The data you can enter on the care4today web site is very personal. It can be all you medications including dosages. It can include information about your doctor and pharmacist as well as all your appointments.

Whoops! Just got an error message: "Failed to establish network connection...For help go to (code 08017203)." Whoa boy! If I were an 75-year old mensch, forgetaboutit! I'd quit this app in a heartbeat (ie, minute or two). But, I am your fearless pharma mobile app reviewer who will follow instructions.

Turns out I must call support again - that's what the website tells me to do. While I'm on the phone with "Donald," I try entering my numbers again and lo and behold, it syncs in a flash and I'm in!

I'm not going to get into all the features of this app such as how it helps you enter your prescriptions (i.e., it has a complete list of drugs that takes forever to scroll through -- it would be helpful if it found the drug as you begin spelling it out). My main concern is what Jannsen is doing with all this information.

I suspect that Jannsen may be using my information to do some market research and learn more about non-adherence. After reading the Privacy Policy, I see that Jannsen will "sometimes ... provide limited access to your personally identifiable information to our contractors and consultants, including vendors and suppliers that provide us with technology, services, or content for the operation and maintenance of our Application or data and analysis on Application use."

Jannsen will aslo use aggregated data: "We may combine user-inputted information, including personal health information and information regarding your use of the Application, with information from other users to create aggregated data that may be disclosed to and utilized by our affiliates and by third parties."

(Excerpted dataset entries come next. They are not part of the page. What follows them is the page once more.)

PR #4924, opened 2023-09-29
SALTO-4752: Add generic fetch error exception in ducktype

IdoZakk:
This is done to enable fetch errors for ScriptRunner login

---
_Release Notes_: 
None

---
_User Notifications_: 
None


packages/adapter-components/src/config/shared.ts
```diff
@@ -26,6 +25,12 @@ export const DEPLOYER_FALLBACK_VALUE = '##DEPLOYER##'
 
 export class InvalidSingletonType extends Error {}
 
+export class FetchError extends Error {
```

Jannsen will also use the app to send out ads about their products: "From time to time, we may ask for your consent for us to send other messages to you. For example, these messages may be directed to improving your understanding of the medications that you are taking as well as conditions for which those medications are typically taken. By providing your consent at those times, you will be specifically consenting to receive the types of messages described in the consent request."

Also ads from other companies: "From time to time, we may also ask whether you would like us to share your personal information with another company that may want to send you information about their products or services. If you consent to such transfer by us of your personal information to another company, please note that the information provided will be subject to such company's privacy practices and not within our control."

Which is all very good and fine with me -- except that it is too much possible sharing of personal information for me to trust the app. Or look at it this way: Do the benefits outweigh the risks? I think not.

P.S. I forgot this tidbit from the Terms: "We have no obligation to provide technical support or maintenance for the Application. At any time and for any reason, without notice or liability, we may modify or discontinue the Application or any part of it or impose limits on your use of or access to the Application."